Force is brushed buckle problem for the sum of two Numbers

The Sum of Two Numbers

This question is the first question of Likou, and it is the place where the dream of brushing questions begins.It must not be underestimated, because I am very disheveled.

The title is as follows:

Given an integer array nums and an integer target value target, please find the two integers in the array that are the target value target and return their array indices.You can assume that there will only be one answer for each input.However, the same element in the array cannot be repeated in the answer.You can return answers in any order.
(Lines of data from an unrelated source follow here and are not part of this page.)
PR #272, opened 2017-08-31
Do not report errors for optional patterns (bsc#1054670)

teclator:
- [Trello card](https://trello.com/c/NwfJLH2I)
screenshot_generic-2_2017-09-01_13 24 11
screenshot_generic-2_2017-09-01_13 23 48
screenshot_leanos_2017-08-31_13 28 12

### DIFF
--- a/src/modules/Packages.rb
+++ b/src/modules/Packages.rb
@@ -1051,28 +1051,11 @@ module Yast
     #-----------------------------------------------------------------------
 
     def ComputeSystemPatternList
-      pattern_list = []
-      # also add the 'laptop' selection if PCMCIA detected
-      if Arch.is_laptop || Arch.has_pcmcia
-        ["laptop", "Laptop"].each do |pat_name|
-          pat_list = Pkg.ResolvableProperties(pat_name, :pattern, "")
-          pattern_list << pat_name unless pat_list.empty?
-        end
-      end
-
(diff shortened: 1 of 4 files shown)


src/modules/Packages.rb
```diff
@@ -2490,7 +2511,7 @@ def patterns_to_install
     end
 
     def report_missing_pattern(pattern_name)
-      if optional_default_patterns.include?(pattern_name)
+      if (optional_default_patterns | resolvable_optional_patterns).include?(pattern_name)
```
lslezak: It should additionally check that the pattern is *not* listed as mandatory as well. The same pattern might be added by more components with different requirements (optional/mandatory).

If one component adds the pattern as optional and another component sets the same pattern as mandatory then the error should be still reported. With this code the pattern becomes optional globally for all components.

lslezak: It would be nice to add a test case for this...

teclator: 👍 I was currently checking exactly that, and was not sure if it should always prevail the last one at least for products (installation.xml) vs control file (control.xml). I mean, if control file defines it as default_pattern but product as optional_default pattern if it should be only as optional or in mandatory and optional lists.

After a discussion we decided the Resolvables will be just added and we should check if them are mandatory.

PR #273, opened 2017-08-31
Add widgets for product licenses

imobachgs:
Add `ProductLicense` and `ProductLicenseConfirmation` as widgets to show/confirm product licenses.

### DIFF
--- a/src/lib/y2packager/clients/inst_product_license.rb
+++ b/src/lib/y2packager/clients/inst_product_license.rb
@@ -19,11 +19,12 @@ module Y2Packager
     # This client shows a license confirmation dialog for the base selected product
     class InstProductLicense
       include Yast::I18n
+      include Yast::Logger
 
       def main
         textdomain "installation"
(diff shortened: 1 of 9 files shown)


src/lib/y2packager/clients/inst_product_license.rb
```diff
@@ -32,8 +33,36 @@ def main
...
+      # Determines whether the license should be shown
+      #
+      # @return [Boolean]
+      def show_license?
+        multi_product_media? && available_license?
+      end
+
+      # Determines whether a multi-product media is being used
+      #
+      # This client only makes sense when using a multi-product media.
```
ancorgs: Not sure about the meaning of that sentence

imobachgs: It means that this client is only used in multiproduct installation medias like LeanOS + SLES + SLED. For single product, the license will be shown in the complex welcome screen.

But we could make it easier and drop this condition. After all, the client won't be on control file of single product medias.

PR #275, opened 2017-09-05
Do not depend on system-installation() when finding base product

imobachgs:


src/lib/y2packager/product_reader.rb
```diff
@@ -41,13 +41,12 @@ def self.available_base_products
                                 installation_package: installation_mapping[prod["name"]])
       end
 
-      # only installable products
-      result.select!(&:installation_package)
+      products = find_installable(result)
```
jreidinger: why not simple
```
products = available_products

installation_mapping = installation_package_mapping
return products.first if products.size == 1 && installation_mapping.empty?

result = ...
```

imobachgs: Yes, the simpler the better.

PR #276, opened 2017-09-07
Remove copy of passwd,group,shadow from inst-sys (bsc#1057367)

teclator:
**Proposed fix for:** https://bugzilla.suse.com/show_bug.cgi?id=1057367

It seems that the YaST does not need to take care of users copy/initialization anymore before rpm installations as far systemd is taking care of it and each package should define which users and groups provides.

You can find more documentation here:

- https://en.opensuse.org/openSUSE:Packaging_guidelines#Users_and_Groups

And also the PR which discharges aaa_base's responsibility.

- https://github.com/openSUSE/aaa_base/pull/47


teclator:
It seems that the YaST does not need to take care of users copy/initialization anymore before rpm installations as far systemd is taking care of it and each package should define which users and groups provides.

You can find more documentation here:

- https://en.opensuse.org/openSUSE:Packaging_guidelines#Users_and_Groups

And also the PR which discharges aaa_base's responsibility.

- https://github.com/openSUSE/aaa_base/pull/47

@thkukuk could you take a look, it would be nice to have your comments about it.

thkukuk:
Fine with me.

teclator:
@lslezak  @thkukuk thnx for review ;)

PR #277, opened 2017-09-12
Replace info.txt beta file by README.BETA

teclator:
- [Trello Card](https://trello.com/c/EQ5N9yjI/1064-5-sle-15-show-beta-warning-if-readmebeta-is-found-for-products-modules-and-extensions)

### DIFF
--- a/src/modules/InstShowInfo.rb
+++ b/src/modules/InstShowInfo.rb
@@ -4,7 +4,7 @@ require "yast"
 
 # Yast namespace
 module Yast
-  # Show /info.txt (if present) in a popup
+  # Show a given info file (if present) in a popup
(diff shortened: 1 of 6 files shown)


src/modules/InstShowInfo.rb
```diff
@@ -17,7 +17,7 @@ def main
       Yast.import "Label"
     end
 
-    # @param [String] info_file (/info.txt" - Copied from inst media to inst-sys by linuxrc)
+    # @param [String] info_file path to be shown
```
jreidinger: is it really info file or beta one? Maybe not worth it to change API name

teclator: yep, by now I decided to not change the API name

PR #278, opened 2017-09-13
show in url also product dir if it is defined

jreidinger:
snimek obrazovky_2017-09-13_11-00-46

zypper lr output:
```
Repository priorities are without effect. All enabled repositories share the same priority.

# | Alias                    | Name                               | Enabled | GPG Check | Refresh
--+--------------------------+------------------------------------+---------+-----------+--------
1 | SUSE_SLE-15_GA           | Code 15 SP0 GA platform (standard) | Yes     | (r ) Yes  | No     
2 | leanos15-15-0            | leanos15-15-0                      | Yes     | (r ) Yes  | No     
3 | multi_modules_Basesystem | multi modules (/Basesystem)        | Yes     | (r ) Yes  | Yes    
4 | multi_modules_Legacy     | multi modules (/Legacy)            | Yes     | (r ) Yes  | Yes    
```

### DIFF
--- a/package/yast2-packager.changes
+++ b/package/yast2-packager.changes
@@ -1,4 +1,12 @@
 -------------------------------------------------------------------
+Thu Sep 14 14:30:50 UTC 2017 - jreidinger@suse.com
+
+- show product path in url for multi product medias
+- for multi product medias add product path to repository name
+  (fate#323450)
+- 4.0.1
+
+-------------------------------------------------------------------
 Tue Sep 12 10:19:41 UTC 2017 - knut.anderssen@suse.com
 
 - Replace /info.txt by /README.BETA as beta file to be shown
--- a/package/yast2-packager.changes
+++ b/package/yast2-packager.changes
@@ -1,8 +1,8 @@
 -------------------------------------------------------------------
 Thu Sep 14 14:30:50 UTC 2017 - jreidinger@suse.com
 
-- show product path in url for multi product medias
-- for multi product medias add product path to repository name
+- show product path in url for multi product media
+- for multi product media add product path to repository name
   (fate#323450)
 - 4.0.1
 
--- a/src/include/packager/repositories_include.rb
+++ b/src/include/packager/repositories_include.rb
@@ -210,7 +210,7 @@ module Yast
           end
           alias_name = ""
           if force_alias == ""
-            # replace " " -> "_" (avoid spaces in .repo file name) and remove shell unfriendly '/()'
+            # replace " " -> "_" (avoid spaces in .repo file name) and remove shell unfriendly chars
             alias_name = name.tr(" ", "_").delete(SHELL_UNFRIENDLY)
             alias_orig = alias_name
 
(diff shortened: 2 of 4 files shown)


lslezak:
Looks OK, thanks!

lslezak:
And what is the alias in this case? What does `zypper lr` display?

The alias is created from the name later (https://github.com/yast/yast-packager/pull/278/files#diff-3181dd45a1dd0f7bbc892e69925b0989R211), I'm not sure how the slash (`/`) in the alias is handled. Alias is used for the `*.repo` file name is it can be a bit tricky...

jreidinger:
@lslezak this is output

```
Repository priorities are without effect. All enabled repositories share the same priority.

# | Alias                       | Name                               | Enabled | GPG Check | Refresh
--+-----------------------------+------------------------------------+---------+-----------+--------
1 | SUSE_SLE-15_GA              | Code 15 SP0 GA platform (standard) | Yes     | (r ) Yes  | No     
2 | leanos15-15-0               | leanos15-15-0                      | Yes     | (r ) Yes  | No     
3 | multi_product_(/Basesystem) | multi product (/Basesystem)        | Yes     | (r ) Yes  | Yes    
4 | multi_product_(/Legacy)     | multi product (/Legacy)            | Yes     | (r ) Yes  | Yes 
```

maybe we can strip there at least `()`

lslezak:
I'd remove all `()/`, using these on command line requires escaping, that's ugly.

jreidinger:
@lslezak in general or only in this case? ( multi product repo )

lslezak:
In general, those characters should not be used for any repository. So remove it in all cases.

src/include/packager/repositories_include.rb
```diff
@@ -204,8 +207,8 @@ def createSourceImpl(url, plaindir, download, preffered_name, force_alias)
           end
           alias_name = ""
           if force_alias == ""
-            # replace " " -> "_" (avoid spaces in .repo file name)
-            alias_name = Builtins.mergestring(Builtins.splitstring(name, " "), "_")
+            # replace " " -> "_" (avoid spaces in .repo file name), and remove shell unfriendly '/()'
```
lslezak: NP: Maybe we could remove more characters like `*&<>'"`...

src/include/packager/repositories_include.rb
```diff
@@ -204,8 +210,8 @@ def createSourceImpl(url, plaindir, download, preffered_name, force_alias)
           end
           alias_name = ""
           if force_alias == ""
-            # replace " " -> "_" (avoid spaces in .repo file name)
-            alias_name = Builtins.mergestring(Builtins.splitstring(name, " "), "_")
+            # replace " " -> "_" (avoid spaces in .repo file name) and remove shell unfriendly '/()'
```
lslezak: NP: Update the comment as well, `remove shell unfriendly characters` sounds good enough.

package/yast2-packager.changes
```diff
@@ -1,4 +1,12 @@
 -------------------------------------------------------------------
+Thu Sep 14 14:30:50 UTC 2017 - jreidinger@suse.com
+
+- show product path in url for multi product medias
```
lslezak: Bad English: singular is `medium`, plural is `media`
(Fix the line below as well.)

PR #127, opened 2022-09-28
make docker hub creds and file optional

alxgomz:
Ref: OPSEXP-1746

### DIFF
--- a/.github/actions/dbp-charts/verify-compose/action.yml
+++ b/.github/actions/dbp-charts/verify-compose/action.yml
@@ -3,13 +3,14 @@ description: "Setup environment and run docker compose tests"
 inputs:
   compose_file_path:
     description: "full path to docker compose file to test"
-    required: true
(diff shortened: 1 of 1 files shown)


.github/actions/dbp-charts/verify-compose/action.yml
```diff
@@ -3,19 +3,22 @@ description: "Setup environment and run docker compose tests"
...
+    required: false
+    default: "./docker-compose.yml"
   quay_username:
     description: "username for Quay.io"
     required: false
   quay_password:
     description: "password for Quay.io"
     required: false
+  # docker hub credentials are only usefull to avoid rate limiting
+  # and must not be used in fork triggered workflow
```
gionn, line 15: that's true for our specific use case only - let's try to be generic here in alfresco-build-tools

kklassa (approved):

PR #128, opened 2022-09-28
OPSEXP-1746: allow passing additional args to pre-commit

alxgomz:
Ref: OPSEXP-1746

The goal is to use relevant pre-commit hooks in relevant workflows, but also offer any other option.
Also bumped the pre-commit to new major v3. Althoug hthis is a new major interface looks similar, they only moved from a js action to a composite one.

### DIFF
--- a/.github/actions/pre-commit/action.yml
+++ b/.github/actions/pre-commit/action.yml
@@ -28,7 +28,7 @@ runs:
         [ ${{ inputs.pre-commit-all-files }} ] && EXTRA_ARGS='--all-files'
         EXTRA_ARGS="${EXTRA_ARGS} ${{ inputs.pre-commit_args }}"
         echo "EXTRA_ARGS="${EXTRA_ARGS}" >> $GITHUB_ENV"
-    - uses: pre-commit/action@v2.0.3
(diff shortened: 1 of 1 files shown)


.github/actions/pre-commit/action.yml
```diff
@@ -11,7 +20,15 @@ runs:
...
       uses: actions/setup-python@v3
+    - name: build extra_args
+      shell: bash
+      env:
+        EXTRA_ARGS: ''
+      run: |
+        [ ${{ inputs.pre-commit-all-files }} ] && EXTRA_ARGS='--all-files'
+        EXTRA_ARGS="${EXTRA_ARGS} ${{ inputs.pre-commit_args }}"
+        echo "EXTRA_ARGS="${EXTRA_ARGS}" >> $GITHUB_ENV"
+    - uses: pre-commit/action@v2.0.3
```
kklassa, line 31: I see this action has a [v3.0.0](https://github.com/pre-commit/action/releases/tag/v3.0.0) version available, but I don't think it makes any difference for us here at all

kklassa (approved):

atchertchian (approved):

PR #136, opened 2022-10-07
OPSEXP-1746: helm skip co

alxgomz:
Ref: OPSEXP-1746

### DIFF
--- a/.github/actions/dbp-charts/verify-helm/action.yml
+++ b/.github/actions/dbp-charts/verify-helm/action.yml
@@ -50,12 +50,16 @@ inputs:
     description: "version of the kubectl CLI"
     required: false
     default: 'v1.23.6'
-
+  skip_checkout:
+    description: "Do not checkout the branch again"
+    required: false
 
 runs:
   using: composite
   steps:
     - name: Checkout
+      if: |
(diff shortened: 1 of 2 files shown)


gionn (approved):

.github/actions/dbp-charts/verify-helm/action.yml
```diff
@@ -50,12 +50,16 @@ inputs:
     description: "version of the kubectl CLI"
     required: false
     default: 'v1.23.6'
-
+  skip_checkout:
+    description: "Do not checkout the branch again"
+    required: false
```
gionn, line 55: add a default

gionn (changes requested):

.github/actions/dbp-charts/verify-helm/action.yml
alxgomz: I did not put one as the input var is only used in the `if` statement so result would be the same

gionn: I would never trusted github to implicitly default to false

gionn (approved):

gionn (approved):

PR #144, opened 2022-10-13
OPSEXP-1777 Fixup verify-helm action

gionn:
* have a different namespace when building a matrix, so parallelization is an option
* increase retry timeout for test - to give more time to flaky things to settle up and for manual inspection
* remove hard sleep before executing tests since we are already retrying them automatically
* remove unnecessary cleanup in pods_ready function
* bump ingress-nginx to version 4.2.5

OPSEXP-1777

### DIFF
--- a/.github/actions/dbp-charts/verify-helm/helm_install.sh
+++ b/.github/actions/dbp-charts/verify-helm/helm_install.sh
@@ -11,12 +11,10 @@ clean_up () {
 }
 trap clean_up EXIT
 
-GIT_DIFF="$(git diff origin/master --name-only .)"
-namespace=$(echo "${BRANCH_NAME}" | cut -c1-28 | tr /_ - | tr -d '[:punct:]' | awk '{print tolower($0)}')"-${GITHUB_RUN_NUMBER}"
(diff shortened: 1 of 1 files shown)


.github/actions/dbp-charts/verify-helm/helm_install.sh
```diff
@@ -11,13 +11,11 @@ clean_up () {
 }
```
alxgomz, line 11: we are deleting the ingress release but not the acs one. IS there a reason for that?

alxgomz (commented):
just one point

.github/actions/dbp-charts/verify-helm/helm_install.sh
gionn: I got fooled by that too, double check the helm delete argument(s)

do you think for clarity it's better to have two different helm delete commands, one for each release?

alxgomz: Ah ok, no it's OK now we know it :)

alxgomz (approved):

The requirements of the title are given an array, given a target value, and then let you find the sum of two values ​​in the array equal to the target value, and then return their subscripts.

Normally we don't find the target data so quickly.There is usually a traversal process.A move index is added to the following value.Similar to this.Know to find the target value.

Such code is implemented like this.

for (int i = 0; i < nums.length; i++) {for (int i1=i+1; i1 < nums.length; i1++) {if(nums[i]+nums[i1]==target){arr[0]= i;arr[1]=i1;}}}

According to this logic, we still use a double for loop. When looking for the target value, we will traverse to the elements that have been traversed before, which is repetition.

For example, 2+7 2+11 2+15 ··· Then we still go through 11, 15 when adding 7 and the following numbers.In this way, with the traversal of the number of searches and the increase in the amount of data, it is inevitably a waste of time and efficiency.

So we try to solve the problem in this way. After we can traverse this element again, we will write it down, and then we will not use it directly next time, which is great.And can correspond to values ​​and subscripts.Now here is the initialization, the arrow is the traversal index move.

At the beginning, we start with 4. The difference between 4 and the target value is 16. There must be no hashmap, so we put 4 and its index into it.

Then continue, when we get here, we go to 7 to find 13, and find that there is just this key in the map, so we just return the vaue corresponding to this key, and the value is the index.Of course, you can do it the other way around.

Think about it, if we still use brute force exhaustion, then is it still a for loop when we reach 7, then it is 4+6 4+7 … 4+13 …

6+13 6+8 … 13+8 13+7 In this way, we have repeated the traversal value. From this small amount of calculation, we can find that we have used 13 5 times in total, and if we use hashmap,We just pass it once, record it, and then we can find it directly later.Is it very convenient.Implementation code

 HashMap map = new HashMap<>();for (int i = 0; i < nums.length; i++) {int result = target-nums[i];if(map.containsKey(result)){map.get(result);arr[1]=i;arr[0]=map.get(result);}else {map.put(nums[i],i);}}

This efficiency is very high.

Simpleness is one thing, but it is another matter whether the simple questions can be well understood.Simple questions do not have a higher pass rate than difficult questions.

Sometimes the understanding of knowledge is temporarily understood. If the algorithm foundation is not solid, it will be forgotten immediately, and then it will fall into doubt again.Algorithms are based on data structures plus basic grammar knowledge.